Application of CRISPR/CAS9-mediated genome editing for studying soybean resistance to soybean cyst nematode

Abstract

Soybean is one of the world's most important crops, providing billions of people with food, energy resources, and industrial materials. The value of soybean has increased to 41 billion dollars in the United States. Soybean cyst nematode (Heterodera glycines; SCN) has become one of the most economically important pathogens of soybean in the world. SCN causes more than 1.2 billion dollars in yield losses annually to soybean farmers in the US alone. The main strategy for management of SCN is planting resistant cultivars. Most of the resistant cultivars on the market are derived from plant introductions (PI) 88788, 548402 (Peking) and 437654. Currently, the molecular basis of soybean resistance to SCN is not fully elucidated. Since the discovery of the first quantitative trait loci (QTL) for resistance to Heterodera glycines (Rhg) in the early 1960s, researchers have been working to understand the molecular basis of SCN resistance in soybean. Rhg1 and Rhg4 are two major QTL conferring resistance to SCN. The PI 88788 source of resistance requires Rhg1, whereas Peking and PI 437654 resistance is bigenic requiring both Rhg1 and Rhg4. At the Rhg4 locus, a gene encoding a serine hydroxymethyltransferase (SHMT) has been confirmed to play a role in resistance to SCN. SHMT is ubiquitous in nature. This enzyme functions in the simultaneous interconversion of serine to glycine and tetrahydrofolate to 5, 10-methylenetetrahydrofolate. However, the pathways and mechanisms leading to SCN resistance remain to be elucidated.
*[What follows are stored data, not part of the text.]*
PR #11221, opened 2025-10-04
[ perf ] Replace json-> orjson in hot path

vincentzed:
## Accuracy Tests

```bash
# launch server with gptoss
# test with client.responses.create(...)
```
This is 1. model load config + response api + server arg (already check at launch).

## Checklist

### DIFF
--- a/python/sglang/srt/entrypoints/openai/serving_responses.py
+++ b/python/sglang/srt/entrypoints/openai/serving_responses.py
@@ -5,7 +5,6 @@ from __future__ import annotations
 
 import asyncio
 import copy
-import json
 import logging
 import time
 from contextlib import AsyncExitStack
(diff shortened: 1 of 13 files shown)


JustinTong0323:
Check CI plz~

vincentzed:
I added more that actually happen >1 times, but didn't test all with UT.

python/sglang/srt/entrypoints/openai/serving_responses.py
```diff
@@ -1021,7 +1021,7 @@ def _send_event(event):
                 ):
                     function_name = previous_item.recipient[len("browser.") :]
                     action = None
-                    parsed_args = json.loads(previous_item.content[0].text)
+                    parsed_args = ororjson.loads(previous_item.content[0].text)
```
hnyls2002, line 1024: @vincentzed You should be more careful...

PR #11229, opened 2025-10-05
Update DeepGEMM repository tag to specific commit

merrymercy:


FlamingoPg (approved):

zaristei:
With respect to this change, was this the commit that this tag was pointing to prior? or is this a new commit being upgraded to?

FlamingoPg:
> With respect to this change, was this the commit that this tag was pointing to prior? or is this a new commit being upgraded to?

Just change tag from sgl to specific commit hash for stable. Never mind

PR #11231, opened 2025-10-05
EAGLE cache fix for SWARadixCache

ispobock:
## Motivation
follow-up of #10846

## Accept Length Test
start server with [this line](https://github.com/sgl-project/sglang/blob/8e66d87f0a931c1b14a1f8c36fb82bd04e98b0a4/python/sglang/srt/server_args.py#L774) commented:
```
python3 -m sglang.launch_server --model openai/gpt-oss-20b --attention-backend triton --speculative-algorithm EAGLE3 --speculative-draft-model-path zhuyksir/EAGLE3-gpt-oss-20b-bf16 --speculative-num-steps 2 --speculative-eagle-topk 1 --speculative-num-draft-tokens 3
```
run requests:
```
# requests to construct prefix tree
python3 -m sglang.test.send_one --prompt "You xxx" --max-new-tokens 3
python3 -m sglang.test.send_one --prompt "You are xxx" --max-new-tokens 3
python3 -m sglang.test.send_one --prompt "You are a xxx" --max-new-tokens 3
python3 -m sglang.test.send_one --prompt "You are a helpful xxx" --max-new-tokens 3
python3 -m sglang.test.send_one --prompt "You are a helpful, xxx" --max-new-tokens 3
python3 -m sglang.test.send_one --prompt "You are a helpful, respectful xxx" --max-new-tokens 3
python3 -m sglang.test.send_one --prompt "You are a helpful, respectful and xxx" --max-new-tokens 3
python3 -m sglang.test.send_one --prompt "You are a helpful, respectful and honest xxx" --max-new-tokens 3
python3 -m sglang.test.send_one --prompt "You are a helpful, respectful and honest assistant xxx" --max-new-tokens 3

# test request
python3 -m sglang.test.send_one --prompt "You are a helpful, respectful and honest assistant." --max-new-tokens 20
```
This PR w/ radix cache:
```
acc_length=1.33
speed=217.98 token/s
```
main w/ radix cache:
```
acc_length=1.18
speed=189.46 token/s
```
main w/o radix cache:
```
acc_length=1.33
speed=219.72 token/s
```


hanming-lu (approved):
On the high level makes sense. Finding it not straightforward to fully understand the +1 and -1 logics and their implications. Was there a doc for the radix cache changes?

python/sglang/srt/mem_cache/swa_radix_cache.py
```diff
@@ -422,25 +439,38 @@ def cache_finished_req(self, req: Req) -> None:
             return
 
         token_ids = (req.origin_input_ids + req.output_ids)[:-1]
+        all_token_len = len(token_ids)
+        actual_kv_len = all_token_len - 1 if self.is_eagle else all_token_len
```
hanming-lu, line 445: can we have more comments on the reason behind this -1?

python/sglang/srt/mem_cache/swa_radix_cache.py
```diff
@@ -422,25 +439,38 @@ def cache_finished_req(self, req: Req) -> None:
...
+                self.token_to_kv_pool_allocator.free(kv_indices[page_aligned_len:])
+
+        page_aligned_token_len = (
+            page_aligned_len + 1 if self.is_eagle else page_aligned_len
+        )
+
+        old_prefix_len = len(req.prefix_indices)
+        if self.is_eagle and old_prefix_len > req.last_matched_prefix_len:
+            # prefix_indices attached partial part (for page_size > 1) and one unmatched token (for EAGLE)
+            old_prefix_len -= 1
```
hanming-lu, line 468: Wishing for more comments here 🙏 The +1 and -1 logics and their implications are not straightforward to fully understand :(

python/sglang/srt/mem_cache/swa_radix_cache.py
ispobock: If we convert the key to bigram key, e.g. `[1,2,3,4] -> [(1,2), (2,3), (3,4)]`, the length will -1. (`len([(1,2), (2,3), (3,4)]) = len([1,2,3,4]) - 1`)
So for the corresponding kv length should also -1. Then we get the `actual_kv_len`, and use it to do later calculation and slicing.

python/sglang/srt/mem_cache/swa_radix_cache.py
ispobock: In the chunked prefill case, the chunked kv should be cached in the Radix cache. But in EAGLE case, the last token will not be inserted into the tree due to the shorter length of bigram key. But we still add it to `req.prefix_indices` ([ref](https://github.com/sgl-project/sglang/pull/11231/files#diff-360fa1b861122a508fd460b2bd865be9d248272b25fee7e444d795410fc2b302R551)), since the kv is still in the sequence. Here we do `old_prefix_len - 1` to just make sure the additional kv should be freed correctly, or we will get the memory leak.

PR #11238, opened 2025-10-06
reverse the amd ci test back to 1200s and split the 8-gpu deepseek job into two.

sunxxuns:
## Checklist


test/srt/run_suite.py
```diff
@@ -265,8 +266,11 @@ class TestFile:
     "per-commit-4-gpu-amd": [
         TestFile("test_pp_single_node.py", 150),
     ],
-    "per-commit-8-gpu-amd": [
-        TestFile("test_full_deepseek_v3.py", 250),
+    "per-commit-8-gpu-amd-basic": [
+        TestFile("test_deepseek_v3_basic.py", 150),
+    ],
+    "per-commit-8-gpu-amd-mtp": [
+        TestFile("test_deepseek_v3_mtp.py", 150),
```
merrymercy: We do not need to split them into two suite. Just with two files should be good, because the timeout is per file.

.github/workflows/pr-test-amd.yml
```diff
@@ -290,7 +290,7 @@ jobs:
         run: |
           bash scripts/ci/amd_ci_exec.sh python3 run_suite.py --suite per-commit-2-gpu-amd
 
-  unit-test-backend-8-gpu-amd:
+  unit-test-backend-8-gpu-amd-basic:
```
merrymercy: do not need to split into two jobs

test/srt/test_deepseek_v3_basic.py
```diff
@@ -0,0 +1,77 @@
+import unittest
```
merrymercy, line 1: Splitting into two files is good!

merrymercy (approved):

PR #11264, opened 2025-10-06
[CI] improve disaggregation CI.

hnyls2002:
For better running CI locally.


ShangmingCai (commented):
What about the decode instances' ib devices like  "mlx5_roce2,mlx5_roce3":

Although a combination of reverse genetic methods including RNAi (RNA interference), TILLING (Targeting Induced Local Lesions in Genomes), and VIGS (Virus-Induced Gene Silencing) have been used effectively to study SCN resistance genes in soybean, limitations such as off-target effects, incomplete silencing, and background mutations can complicate analysis. More recent genome editing technologies have become appealing for studies of gene function in soybean. A new, simpler genome editing method called bacterial type II CRISPR (clustered regularly interspaced short palindromic repeats /Cas9 (CRISPR-associated) immune system has recently emerged. The CRISPR/Cas9 system only requires a Cas9 nuclease and a single guide RNA (sgRNA) to perform the genome editing. This project was designed to apply CRISPR/Cas9 methodology to test soybean genes for a role in SCN resistance, and to further characterize the function of Rhg4 (SHMT) in SCN resistance.